Recent events at OpenAI involving the reinstatement of CEO Sam Altman have sparked discussions about a confidential project within the company that holds promise in revolutionizing problem-solving using a novel approach.
According to two separate reports, this undisclosed venture, referred to as Q*, garnered attention for its potential to tackle complex problems in a new and powerful manner. Reuters, citing an anonymous source, mentioned that with extensive computational resources, the project managed to solve specific mathematical problems, albeit at a level akin to elementary school students. Despite the relatively basic tasks, this achievement sparked optimism among researchers regarding the future potential of Q*.
Another report by The Information highlighted Q* as a groundbreaking initiative poised to pave the way for significantly more potent artificial intelligence models. However, the rapid progress of this project raised concerns among some AI safety-focused researchers, citing the pace of development as worrisome.
Speculation around Q* intensified over the Thanksgiving weekend, partly fueled by its cryptic name, prompting discussions and creating an aura of mystery around a project shrouded in secrecy. While reports suggested that researchers expressed worries about Q*'s potential power to the board that removed Altman, conflicting sources claim otherwise.
Altman indirectly acknowledged the project's existence when asked about Q* during an interview with the Verge but refrained from providing specific details, stating, “No particular comment on that unfortunate leak.”
The nature of Q* remains elusive, but analysis of initial reports and consideration of current AI challenges hint at a potential link to OpenAI's May announcement.
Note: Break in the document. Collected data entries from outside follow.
PR #13262, opened 2025-05-06
YJIT: ZJIT: Allow both JITs in the same build

XrXr:
This commit allows building YJIT and ZJIT simultaneously, a "combo
build". Previously, `./configure --enable-yjit --enable-zjit` failed. At
runtime, though, only one of the two can be enabled at a time.

Add a root Cargo workspace that contains both the yjit and zjit crate.
The common Rust build integration mechanisms are factored out into
defs/jit.mk.

Combo YJIT+ZJIT dev builds are supported; if either JIT uses
`--enable-*=dev`, both of them are built in dev mode.

The combo build requires Cargo, but building one JIT at a time with only
rustc in release build remains supported.


.github/workflows/zjit-macos.yml
```diff
@@ -35,6 +35,12 @@ jobs:
           - test_task: 'zjit-test'
             configure: '--enable-zjit=dev'
 
+          - test_task: 'ruby' # build test for combo build
```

This earlier project, involving Ilya Sutskever, OpenAI’s chief scientist, and co-founder, focused on refining large language models' logical accuracy through a technique termed "process supervision."
Process supervision involves training AI models to systematically solve problems, aiming to rectify errors commonly made by large language models, particularly in basic math queries. This approach showcased the potential to enhance these models' problem-solving capabilities significantly.
Experts like Andrew Ng see the improvement of large language models as the logical progression toward enhancing their utility. While acknowledging the models' deficiencies in math, Ng draws parallels to human capabilities with pen and paper, suggesting that fine-tuning these models with memory can potentially boost their arithmetic abilities.
The enigmatic name Q* might draw inspiration from Q-learning, a reinforcement learning method used to teach algorithms problem-solving via feedback. Additionally, references to the A* search algorithm, known for finding optimal paths, might offer clues to Q*'s nature.
The use of computer-generated data in training new models, rather than real-world data like text or images from the internet, as mentioned in The Information's report, suggests a novel approach involving synthetic training data. This method has emerged as a means to train more robust AI models.
Speculations by experts like Subbarao Kambhampati propose that Q* could leverage extensive synthetic data combined with reinforcement learning to train large language models for specific tasks, such as elementary arithmetic. However, there remain uncertainties about its potential for generalized problem-solving across all mathematical realms.
Further conjecture suggests that Q* might employ reinforcement learning and other methodologies to enhance large language models' capacity to reason through tasks step-by-step, potentially improving their prowess in solving mathematical challenges. Yet, whether this would inadvertently imply AI systems evading human control remains uncertain.